Anyway, promoting kindness to animals is also at the same time helping people because being kind brings out the best in people too and makes for a better stable society.
Despite what he describes as a nationwide general trend of ‘indifference to the dog and cat meat trade’, due in the most part to blissful ignorance regarding the criminality and brutality of these trades, Sean isn’t alone is his beliefs.
Qin cited a 2016 CAWA survey which found 70 per cent of Chinese people had never eaten dog.
Of those who had, they explained, most claimed it was not by choice, but because the meat had been served to them on a social occasion.
Likewise, Sean said he knows several people who’ve eaten dog meat entirely by accident, not realising what it was they were being served.
These folks aside, Sean added, most people in China remain unaware and unaffected by the animal cruelty ‘because they don’t buy it, they don’t eat it and they don’t come into contact with it’.
And yet, when the summer solstice rolls around every year, 15,000 dogs and cats are butchered at Yulin Lychee Dog Meat Festival in the name of ‘cultural tradition’.

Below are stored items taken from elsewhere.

PR #2804, opened 2023-11-20
Fix invalid unicode filenames not being displayed

riverbl:
Fix filenames containing invalid unicode not being displayed in the breadcrumbs, open editors list or tab titles.

Previously the tab and open editors list would have blank titles if the filename was not invalid unicode, and any directories or filenames containing invalid unicode were omitted from the breadcrumbs.

### DIFF
--- a/lapce-app/src/editor/view.rs
+++ b/lapce-app/src/editor/view.rs
@@ -1931,14 +1931,16 @@ fn editor_breadcrumbs(
                                     .to_path_buf();
                             }
                             path.ancestors()
-                                .collect::<Vec<_>>()
-                                .iter()
-                                .rev()
                                 .filter_map(|path| {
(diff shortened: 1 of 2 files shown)


MinusGix:
For removing the whitespace at the end of comments, I think we should keep those in the future. (I feel like I commented on this before saying whatever/its fine to remove them, but might have not; anyway after recently checking what was up with RA not rendering them I'm readjusting my opinion)  
The double spaces are the markdown syntax for making a linebreak, which allows seeing them as newlines within rustdoc. Rust analyzer at the moment trims this whitespace when doing hover documentation, which I believe it did not do previously. See https://github.com/rust-lang/rust-analyzer/issues/15877

(So in future prs please don't cut off the double spaces. Rustfmt doesn't do so by default and it will catch extra whitespaces in code)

Sean – who has rescued an estimated 20,000 dogs and several thousand cats from slaughter over the years, since a chance encounter with a truck carrying 460 pets bound for Northeast China’s dog meat market – knows this to be a lie.
He stated:
It’s not a tradition. It’s a tradition for almost everybody to eat Moon Cakes in China. But, there’s no such tradition of eating dog meat. So, dog meat eating is not acceptable.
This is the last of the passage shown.